To understand the concept of full-text search, you have to recollect pattern search knowledge via the LIKE keyword. So, let’s assume a table ‘person’ in the database ‘test’ with the following records in it.
Let’s suppose you want to fetch the records of this table, where the column’ name’ has a character’ i’ in any of its values. Try the below SELECT query while using the LIKE clause in the command-shell. From the output below, you can see that we have only 5 records for this particular character’ i’ in the column ‘name’.
Use of Tvsector:
Sometimes it is of no use to use the LIKE Keyword to do a quick pattern search, although the word is there. Maybe you’d be considering using standard expressions, and although this is a feasible alternative, regular expressions are both strong and sluggish. Having a procedural vector for entire words in a text, a vernacular description of those words, is a much more efficient way to address this issue. The concept of complete text search and the data type tsvector was created to respond to it. There are two methods in PostgreSQL that do just what we want:
- To_tvsector: Used to make a list of tokens (ts means for “text search”).

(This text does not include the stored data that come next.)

PR #360, opened 2024-12-19
Fix generic permutation relationships.

susesgartner:
## Problem
Found a bug with generic permutations that caused relationships to not be applied correctly when multiple relationships were present.

Note: since this is limited to relationships, the main use case of generic permutations should be unaffected.
 
## Solution
Fix relationships to appropriately apply when multiple relationships are present and move the logic into its own function for clarity.
 
## Testing
Tested locally as part of the os check development.

### DIFF
--- a/pkg/config/operations/permutations/permutations.go
+++ b/pkg/config/operations/permutations/permutations.go
@@ -9,8 +9,6 @@ import (
 // Relationship structs are used to create an association between a parent value and either a set of permutations or the value of a different key
 type Relationship struct {
 	ParentValue       any           `json:"parentValue" yaml:"parentValue"`
-	ChildKeyPath      []string      `json:"childKeyPath" yaml:"childkeyPath"`
-	ChildKeyPathValue any           `json:"childKeyPathValue" yaml:"childkeyPathValue"`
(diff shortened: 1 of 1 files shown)


pkg/config/operations/permutations/permutations.go
```diff
@@ -104,3 +81,45 @@ func Permute(permutations []Permutation, baseConfig map[string]any) ([]map[strin
 
 	return finalConfigs, err
 }
+
+// applyRelationships iterates over a list of relationships structs and applies them to a config
+func applyRelationships(config map[string]any, relationships []Relationship, keyPathValue any) ([]map[string]any, error) {
```
slickwarren, line 86: could you leave comments for the logic here and look into the deep copies a little more?

susesgartner: Sure. I'll look into the deep copies a bit more.

markusewalker (approved):
LGTM, will need backports.

slickwarren (approved):

caliskanugur (commented):
LGTM, do we need backports for this?

caliskanugur (approved):

Josh-Diamond (approved):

- To_tsquery: Used to search the vector for incidences of specific terms or phrases.
Let’s start with a simple illustration of creating a vector. Suppose you want to make a vector for the string: “Some people have curly brown hair through proper brushing.”. So you have to write a to_tvsector() function along with this sentence in the brackets of a SELECT query as appended below. From the output below, you can see it would yield a vector of references (file positions) for each token, and also where terms with little context, like articles (the) and conjunctions (and, or), are deliberately ignored.
Assume you have two documents with some data in both of them. To store this data, now we will be using a real example of generating tokens. Assume you have created a table ‘Data’ in your database ‘test’ with some columns in it using the below CREATE TABLE query. Don’t forget to create a TVSECTOR type column named ‘token’ in it. From the output below, you can have a look at the table that has been created.
Now, it turns for us to add the overall data of both the documents in this table. So try the below INSERT command in your command-line shell to do so. Finally, the records from both the documents have been successfully added into the table ‘Data’.
Now you have to colonize the token column of both the documents with their specific vector. Ultimately, a simple UPDATE query will fill the tokens column by their corresponding vector for each file. So, you have to execute the stated below query in the command-shell to do so. The output is showing that the update has been finally made.
Now that we have it all in place let’s return to our illustration of “can one” with a scan. To to_tsquery with AND operator, as previously said, makes no difference between the files’ locations in the files as shown from the output stated below.
To find words that are “next to” one another, we will try the very same query with the ‘<->’ operator. The change is displayed in the output below.
Here is an example of no immediate word next to another.
We will find the words that aren’t immediately next to one another by using a number in the distance operator to reference distance. The proximity between ‘bring’ and ‘life is 4 words apart from the displayed image.
To check proximity between the words for almost 5 words is appended below.
Finally, you have done all the simple and complicated examples of Full-text search using the To_tvsector and to_tsquery operators and functions.